Items from a data source
Start of Block
Issue #137, opened 2020-08-12
PDB Issue: minAvailable is incorrect


johnrk:
**Test Case:**

- minAvailable: 2
- maxUnavailable: 1

**Expected Result:** 
when running kubectl get poddisruptionbudget, it would return minAvailable: 2

**Actual Result:**
<img width="602" alt="Screen Shot 2020-08-12 at 2 03 58 PM" src="https://user-images.githubusercontent.com/1663752/90050786-b48b5980-dca4-11ea-8bbe-54f417ed9b4c.png">

**Full yaml:**
<img width="586" alt="Screen Shot 2020-08-12 at 2 05 02 PM" src="https://user-images.githubusercontent.com/1663752/90050878-d684dc00-dca4-11ea-9532-817d3811e6ee.png">

chrislovecnm:
cc @alinadonisa

PR #263, opened 2020-12-16
fix minAvailable typo for  PDB issue

alinadonisa:
- fix https://github.com/cockroachdb/cockroach-operator/issues/137
- regenerate crd and csv for OpenShift with the fix


bundle/manifests/cockroach-operator.clusterserviceversion.yaml
```diff
@@ -304,5 +304,4 @@ spec:
   provider:
     name: Cockroach Labs
     url: https://www.cockroachlabs.com
-  replaces: cockroach-operator.v1.1.2
```
chrisseto, line 307: Is it expected that this value was removed?

chrisseto (approved):
LGTM!

PR #279, opened 2021-01-08
Update statefulset.go

chrisseto:


pkg/resource/statefulset.go
```diff
@@ -182,9 +182,11 @@ func (b StatefulSetBuilder) MakeContainers() []corev1.Container {
...
 	// variable to allow the testing of a specific image.
 	//
-	image := os.Getenv(RHEnvVar)
+	image := b.Spec().Image.Name
 	if image == "" {
-		image = b.Spec().Image.Name
+		if rhe := os.Getenv(RHEnvVar); rhe != "" {
+			image = rhe
+		}
 	}
```
chrislovecnm, line 191:
```suggestion
if image ==  "" {
     return fmt.Error("failed to find image")
}
```

You will need to update the return value.

chrislovecnm (changes requested):
We need to check if both are left blank.

chrisseto:
Closed in favor of https://github.com/cockroachdb/cockroach-operator/pull/293

Issue #206, opened 2020-10-27
Remove emptyDir


chrislovecnm:
CRDB cannot run when using emptyDir.  Check that the PVC that was defined is not an empty dir.

vktr-brlv:
@chrislovecnm Could you please clarify more on the issue? Thanks!

chrislovecnm:
In the api you are able to use an empydir disk type. Remove that and fix the tests to use pvc’s

chrislovecnm:
This is fixed, please test

PR #294, opened 2021-01-21
emtydir removed #206

vktr-brlv:


e2e/e2e_test.go
```diff
@@ -111,7 +111,7 @@ func TestCreatesInsecureCluster(t *testing.T) {
 	sb := testenv.NewDiffingSandbox(t, env)
 	sb.StartManager(t, controller.InitClusterReconcilerWithLogger(testLog))
 
-	b := testutil.NewBuilder("crdb").WithNodeCount(3).WithEmptyDirDataStore()
+	b := testutil.NewBuilder("crdb").WithNodeCount(3).WithHostPathDataStore("/mnt/data", nil)
```
vktr-brlv, line 114: Hey @chrislovecnm ,
I have question here. This test fails b/c kind-test cluster is running single cluster node, and sharing hostpath, so pod failing to launch with error 
`E210120 13:01:42.934643 1 cli/error.go:233  could not cleanup temporary directories from record file: could not lock temporary directory /cockroach/cockroach-data/cockroach-temp150903260, may still be in use: IO error: While lock file: /cockroach/cockroach-data/cockroach-temp150903260/TEMP_DIR.LOCK: Resource temporarily unavailable`
Should we change volume type for this case to pvc? Or maybe run multiple node test cluster? WDYT?

chrislovecnm: Already started to work on this PR

chrislovecnm: https://github.com/cockroachdb/cockroach-operator/pull/266

chrislovecnm: Yes, we have not tested hostDir.  Does it work on a cluster?

vktr-brlv: yes, single node works fine, in multi node container fails with error above when running on single k8s instance with error above. Which makes sense.

chrislovecnm: Can we remove this please?  Let's move this to PVC

chrislovecnm:
@vktr-brlv what is the status on this?

chrislovecnm:
Closing because we did it in #420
End of Block
• [About this exercise]:
The full set of entries must be transcribed exactly.

• [Exercise output]:
Issue #137, opened 2020-08-12
PDB Issue: minAvailable is incorrect


johnrk:
**Test Case:**

- minAvailable: 2
- maxUnavailable: 1

**Expected Result:** 
when running kubectl get poddisruptionbudget, it would return minAvailable: 2

**Actual Result:**
<img width="602" alt="Screen Shot 2020-08-12 at 2 03 58 PM" src="https://user-images.githubusercontent.com/1663752/90050786-b48b5980-dca4-11ea-8bbe-54f417ed9b4c.png">

**Full yaml:**
<img width="586" alt="Screen Shot 2020-08-12 at 2 05 02 PM" src="https://user-images.githubusercontent.com/1663752/90050878-d684dc00-dca4-11ea-9532-817d3811e6ee.png">

chrislovecnm:
cc @alinadonisa

PR #263, opened 2020-12-16
fix minAvailable typo for  PDB issue

alinadonisa:
- fix https://github.com/cockroachdb/cockroach-operator/issues/137
- regenerate crd and csv for OpenShift with the fix


bundle/manifests/cockroach-operator.clusterserviceversion.yaml
```diff
@@ -304,5 +304,4 @@ spec:
   provider:
     name: Cockroach Labs
     url: https://www.cockroachlabs.com
-  replaces: cockroach-operator.v1.1.2
```
chrisseto, line 307: Is it expected that this value was removed?

chrisseto (approved):
LGTM!

PR #279, opened 2021-01-08
Update statefulset.go

chrisseto:


pkg/resource/statefulset.go
```diff
@@ -182,9 +182,11 @@ func (b StatefulSetBuilder) MakeContainers() []corev1.Container {
...
 	// variable to allow the testing of a specific image.
 	//
-	image := os.Getenv(RHEnvVar)
+	image := b.Spec().Image.Name
 	if image == "" {
-		image = b.Spec().Image.Name
+		if rhe := os.Getenv(RHEnvVar); rhe != "" {
+			image = rhe
+		}
 	}
```
chrislovecnm, line 191:
```suggestion
if image ==  "" {
     return fmt.Error("failed to find image")
}
```

You will need to update the return value.

chrislovecnm (changes requested):
We need to check if both are left blank.

chrisseto:
Closed in favor of https://github.com/cockroachdb/cockroach-operator/pull/293

Issue #206, opened 2020-10-27
Remove emptyDir


chrislovecnm:
CRDB cannot run when using emptyDir.  Check that the PVC that was defined is not an empty dir.

vktr-brlv:
@chrislovecnm Could you please clarify more on the issue? Thanks!

chrislovecnm:
In the api you are able to use an empydir disk type. Remove that and fix the tests to use pvc’s

chrislovecnm:
This is fixed, please test

PR #294, opened 2021-01-21
emtydir removed #206

vktr-brlv:


e2e/e2e_test.go
```diff
@@ -111,7 +111,7 @@ func TestCreatesInsecureCluster(t *testing.T) {
 	sb := testenv.NewDiffingSandbox(t, env)
 	sb.StartManager(t, controller.InitClusterReconcilerWithLogger(testLog))
 
-	b := testutil.NewBuilder("crdb").WithNodeCount(3).WithEmptyDirDataStore()
+	b := testutil.NewBuilder("crdb").WithNodeCount(3).WithHostPathDataStore("/mnt/data", nil)
```
vktr-brlv, line 114: Hey @chrislovecnm ,
I have question here. This test fails b/c kind-test cluster is running single cluster node, and sharing hostpath, so pod failing to launch with error 
`E210120 13:01:42.934643 1 cli/error.go:233  could not cleanup temporary directories from record file: could not lock temporary directory /cockroach/cockroach-data/cockroach-temp150903260, may still be in use: IO error: While lock file: /cockroach/cockroach-data/cockroach-temp150903260/TEMP_DIR.LOCK: Resource temporarily unavailable`
Should we change volume type for this case to pvc? Or maybe run multiple node test cluster? WDYT?

chrislovecnm: Already started to work on this PR

chrislovecnm: https://github.com/cockroachdb/cockroach-operator/pull/266

chrislovecnm: Yes, we have not tested hostDir.  Does it work on a cluster?

vktr-brlv: yes, single node works fine, in multi node container fails with error above when running on single k8s instance with error above. Which makes sense.

chrislovecnm: Can we remove this please?  Let's move this to PVC

chrislovecnm:
@vktr-brlv what is the status on this?

chrislovecnm:
Closing because we did it in #420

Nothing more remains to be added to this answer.